Further, the screening module 4 is used to obtain the paper related to pre- duplicate checking paper, filters out most opinion Text.

Further, the related paper of the pre- duplicate checking paper includes subject, specialty, thesis topic and paper keyword Etc. content.

Further, the computing module 8 is used for the sentence similarity for calculating paper.

Further, the Text Pretreatment module 81 carries out subordinate sentence processing to text, and the sentence of processing is according in text Position arrange and preserve in order.

So far, although those skilled in the art will appreciate that detailed herein have shown and described multiple showing for the present invention Example property embodiment, still, still can be direct according to present disclosure without departing from the spirit and scope of the present invention It is determined that or derive many other variations or modifications for meeting the principle of the invention.Therefore, the scope of the present invention is understood that and recognized It is set to and covers other all these variations or modifications.

Claims

1. a kind of system of data similarity detection, including：Input data module (1), data register module (2), database mould Block (3), screening module (4), pretreatment module (5), pre-detection module (6), result output module (7) and computing module (8)；

The input data module is connected with the data register module (2)；

The data register module (2) is connected with the database (3)；

The database module (3) is connected with the screening module (4)；

The screening module (4) is connected with the pretreatment module (5)；The screening module (4) connects with the computing module (8) Connect；

The pretreatment module (5) is connected with the pre-detection module (6)；

The computing module (8) is connected with the output module (7)；

The computing module (8) includes Text Pretreatment module (81), Chinese word segmentation module (82), improved Similarity Measure mould Block (83) and Text similarity computing (84)；

The Text Pretreatment module (81) is connected with the Chinese word segmentation module (82)；

The Chinese word segmentation module (82) is connected with the improved similarity calculation module (83)；

The improved similarity calculation module (83) is connected with the Text similarity computing (84).

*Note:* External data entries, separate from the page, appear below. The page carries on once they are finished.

PR #1699, opened 2019-12-10
Yet a few more profiling tweaks.

yinan1048576:


src/prof_data.c
```diff
@@ -1449,4 +1465,15 @@ prof_tctx_destroy(tsd_t *tsd, prof_tctx_t *tctx) {
...
 
+void
+prof_tctx_try_destroy(tsd_t *tsd, prof_tctx_t *tctx) {
+	malloc_mutex_assert_owner(tsd_tsdn(tsd), tctx->tdata->lock);
+	if (prof_tctx_should_destroy(tsd, tctx)) {
+		/* tctx->tdata->lock will be released in prof_tctx_destroy(). */
+		prof_tctx_destroy(tsd, tctx);
+	} else {
+		malloc_mutex_unlock(tsd_tsdn(tsd), tctx->tdata->lock);
+	}
```
interwq: nit: assert not owner of tdata->lock at the end of the function.

yinan1048576: The `tdata` may be gone in the `prof_tctx_destroy()` call, and in such cases we cannot assert on the `tdata->lock`.

PR #1702, opened 2019-12-14
Restructure setters for profiling info

yinan1048576:
Explicitly define three setters:
- `prof_tctx_set_not_sampled()`: set `prof_tctx` to `1U`, if we don't know in advance whether the allocation is large or not;
- `prof_tctx_reset()`: set `prof_tctx` to `1U`, if we already know in advance that the allocation is large;
- `prof_info_set()`: set a real `prof_tctx`, and also set other profiling info e.g. the allocation time.

Code structure wise, the prof level is kept as a thin wrapper, the large level only provides low level setter APIs, and the arena level carries out the main logic.

### DIFF
--- a/include/jemalloc/internal/arena_inlines_b.h
+++ b/include/jemalloc/internal/arena_inlines_b.h
@@ -68,8 +68,7 @@ arena_prof_info_get(tsd_t *tsd, const void *ptr, alloc_ctx_t *alloc_ctx,
 }
 
 JEMALLOC_ALWAYS_INLINE void
-arena_prof_tctx_set(tsd_t *tsd, const void *ptr, alloc_ctx_t *alloc_ctx,
-    prof_tctx_t *tctx) {
+arena_prof_tctx_reset(tsd_t *tsd, const void *ptr, alloc_ctx_t *alloc_ctx) {
 	cassert(config_prof);
 	assert(ptr != NULL);
 
@@ -77,17 +76,17 @@ arena_prof_tctx_set(tsd_t *tsd, const void *ptr, alloc_ctx_t *alloc_ctx,
 	if (alloc_ctx == NULL) {
 		extent_t *extent = iealloc(tsd_tsdn(tsd), ptr);
 		if (unlikely(!extent_slab_get(extent))) {
-			large_prof_tctx_set(extent, tctx);
+			large_prof_tctx_reset(extent);
 		}
 	} else {
 		if (unlikely(!alloc_ctx->slab)) {
-			large_prof_tctx_set(iealloc(tsd_tsdn(tsd), ptr), tctx);
+			large_prof_tctx_reset(iealloc(tsd_tsdn(tsd), ptr));
 		}
 	}
 }
 
-static inline void
-arena_prof_tctx_reset(tsd_t *tsd, const void *ptr, prof_tctx_t *tctx) {
+JEMALLOC_ALWAYS_INLINE void
+arena_prof_tctx_reset_sampled(tsd_t *tsd, const void *ptr) {
 	cassert(config_prof);
 	assert(ptr != NULL);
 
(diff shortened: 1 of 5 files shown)


include/jemalloc/internal/arena_inlines_b.h
```diff
@@ -68,26 +68,26 @@ arena_prof_info_get(tsd_t *tsd, const void *ptr, alloc_ctx_t *alloc_ctx,
...
 		if (unlikely(!alloc_ctx->slab)) {
-			large_prof_tctx_set(iealloc(tsd_tsdn(tsd), ptr), tctx);
+			large_prof_tctx_reset(iealloc(tsd_tsdn(tsd), ptr));
 		}
 	}
 }
 
 static inline void
-arena_prof_tctx_reset(tsd_t *tsd, const void *ptr, prof_tctx_t *tctx) {
+arena_prof_tctx_reset(tsd_t *tsd, const void *ptr) {
```
interwq: Just realized, the above two functions (reset and set not sampled) are doing the same thing, just one is more optimized with alloc_ctx. I’d say keep the reset name, with the alloc_ctx implementation.

src/large.c
```diff
@@ -383,6 +383,9 @@ large_prof_tctx_reset(extent_t *extent) {
 }
 
 void
-large_prof_alloc_time_set(extent_t *extent, nstime_t *t) {
-	extent_prof_alloc_time_set(extent, t);
+large_prof_info_set(extent_t *extent, prof_tctx_t *tctx) {
+	large_prof_tctx_set(extent, tctx);
+	nstime_t t = NSTIME_ZERO_INITIALIZER;
```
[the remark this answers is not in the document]
yinan1048576: The `nstime_update()` function will read the previous value to make sure that time increases monotonic, which is the reason why we need `NSTIME_ZERO_INITIALIZER`. I think there's a need to consolidate the logic into a utility function in `nstime`. Will do so in a separate PR.

include/jemalloc/internal/arena_inlines_b.h
```diff
@@ -68,26 +68,26 @@ arena_prof_info_get(tsd_t *tsd, const void *ptr, alloc_ctx_t *alloc_ctx,
...
 	if (alloc_ctx == NULL) {
 		extent_t *extent = iealloc(tsd_tsdn(tsd), ptr);
 		if (unlikely(!extent_slab_get(extent))) {
-			large_prof_tctx_set(extent, tctx);
+			large_prof_tctx_reset(extent);
 		}
 	} else {
 		if (unlikely(!alloc_ctx->slab)) {
-			large_prof_tctx_set(iealloc(tsd_tsdn(tsd), ptr), tctx);
+			large_prof_tctx_reset(iealloc(tsd_tsdn(tsd), ptr));
```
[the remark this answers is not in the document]
yinan1048576: `iealloc()` still needs the `ptr` to fetch the extent?

include/jemalloc/internal/arena_inlines_b.h
yinan1048576: Right. Changed `prof_tctx_reset()` to `prof_tctx_reset_sampled()` and changed `prof_tctx_set_not_sampled()` to `prof_tctx_reset()`.

yinan1048576:

include/jemalloc/internal/arena_inlines_b.h
interwq: If they are doing the same thing, maybe merge the two? Or merge the underlying impl.

include/jemalloc/internal/arena_inlines_b.h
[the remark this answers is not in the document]
interwq: I’m misread, never mind.

include/jemalloc/internal/arena_inlines_b.h
yinan1048576: The optimized version just avoids some checking. I think merging the two would essentially end up reducing to the full version and getting rid of the optimization. Is this the intention?

interwq: We can keep the optimized one, i.e. `arena_prof_tctx_reset` still takes an additional alloc_ctx. `arena_prof_tctx_reset_sampled` can simply call the former and pass NULL alloc_ctx.

yinan1048576: Right, that's one of the checks. The other is the slab check, which the optimized version doesn't do. If we "squash" the layers, the optimized one basically just contain a single set operation, and it's used whenever the slab check can already been inferred.

interwq: Ah I see. Missed that part. Never mind.

yinan1048576:
Yes, so that there'll be no artificial "zero-init-then-update" construct.

yinan1048576:
Rebase.

yinan1048576:
Fix comments.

2. the system of data similarity according to claim 1 detection, it is characterised in that the database module (3) is Paper database module.

3. the system of data similarity detection according to claim 1, it is characterised in that the input data module (1) Completion is operated by keeper with the data register module (2).

4. the system of data similarity detection according to claim 1, it is characterised in that the screening module (4) is used for The paper related to pre- duplicate checking paper is obtained, filters out most paper.

5. the system of data similarity detection according to claim 4, it is characterised in that the pre- duplicate checking paper correlation Paper includes the contents such as subject, specialty, thesis topic and paper keyword.

6. the system of data similarity detection according to claim 1, it is characterised in that the computing module (8) is used for Calculate the sentence similarity of paper.

7. the system of data similarity detection according to claim 1, it is characterised in that the computing module (8) is used for Calculate the sentence similarity of paper.

8. the system of data similarity detection according to claim 1, it is characterised in that the Text Pretreatment module (81) subordinate sentence processing is carried out to text, the sentence of processing is arranged and preserved in order according in the position of text.